Jen and I are experiencing the highs and lows of a relationship between traveling musicians with mostly opposite schedules. A few days after I returned from our trip, her band, The Cruxshadows, left for Dragon Con. She came home, and we had a little time together, but now I'm on my way back to Nashville. We've got two gigs in Tennessee after we record, and by the time we get home, her band will be out on the road again. We have no way to know what the future holds regarding our bands, our relationship, or anything else for that matter. I think that fact, plus the fact that we're both fairly independent people can cause us to wonder sometimes what the point is of a relationship at all. But then we talk about our concerns and go back to genuinely enjoying each other's company. We seem to remember that being independent can be a great advantage in many ways. When we remind ourselves to be ok with not knowing what tomorrow will bring, we tend to enjoy the present moment. She is always supportive of my goals, as I am of hers, and that is a valuable thing, indeed. For now, our relationship seems to be working.
Finally, I'd like to comment on the importance of attitude. It's a subject that Jen and I discuss often, and one that Brett and I touched on just last night. Jen and I could choose to see our relationship as doomed because we don't get to spend enough time together. Or we can recognize how lucky we both are to travel and play music for people. We can choose to see how fortunate we are to have partners who understand the importance of our bands. We can even choose to see our recent opposite schedules as a plus, because one of us is usually home to hold down the fort and look after our beloved Felix (the cat).
On a similar note, the band had a moment of weakness last night when we started to second guess the songs we are planning to record. Then we realized the only thing that had changed since we were excited about the same songs two days ago was our attitude; so why not choose a positive attitude? Again, it's all about the choices we make. I get sad. I get scared. I stay in my room all day sometimes. I think that's necessary from time to time. But then you just have to get back out there and do something. At least we're lucky enough to be able to make an album at all. We can't please everyone; we won't please everyone, and that's ok. We'll just make the best damned album we can at this point in time.
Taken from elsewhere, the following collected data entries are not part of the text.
PR #3222, opened 2026-08-31
Finish member calls across a repo boundary on merge (#3152)

### LINKED ISSUE #3152: merge-graphs / global add can never produce cross-repo member-call edges: the resolved receiver type is discarded at bail-out instead of persisted
## Summary

Merging two graphs can never produce an instance/member call edge across the repo boundary, because
the receiver type is computed and then **thrown away** at every resolver bail-out. When the receiver's
type has no definition in the current corpus, `if len(type_defs) != 1: continue` drops the whole call
site, and nothing about it reaches `graph.json` — which is the only thing `merge-graphs` and
`global add` consume. So the information needed to complete the edge exists at extraction time, in a
variable, and is discarded milliseconds before the only artifact that outlives the run is written.

This is the one thing standing between per-repo graphs and a usable multi-repo call graph: `A` calling
`b.method()` on a type owned by `B` is the normal shape of a cross-repo dependency, and it is exactly
the shape that vanishes.

`graphifyy` 0.9.51 (`v8`), Python 3.10, macOS 14.

## Reproduction

Two repos, plus a control that puts the same code in one corpus.

```java
// repo-a/src/appa/App.java
package appa;

import libb.Greeter;

public class App {
    private Greeter greeter = new Greeter();

    void run() {
        Greeter local = new Greeter();
        local.greet("world");
        this.greeter.greet("field");
    }
}

// repo-b/src/libb/Greeter.java
package libb;

public class Greeter {
    public String greet(String who) {
        return "hi " + who;
    }
}
```

```console
$ (cd repo-a && graphify update . --no-cluster)
$ (cd repo-b && graphify update . --no-cluster)
$ (cd both   && graphify update . --no-cluster)     # control: both files, one corpus
$ graphify merge-graphs repo-a/graphify-out/graph.json repo-b/graphify-out/graph.json --out merged.json
Merged 2 graphs -> 8 nodes, 7 edges
```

So there you have it. I conclude this blog, not as a definitive end, but as the end of an installment to be continued at some point down the road. Thank you to everyone who has taken the time to read my words. I wish you all the best on your journeys, and thank you for being a part of mine. As I've been writing this post throughout the day (except for my three-hour driving shift), we are now just pulling into Nashville. Wish us luck!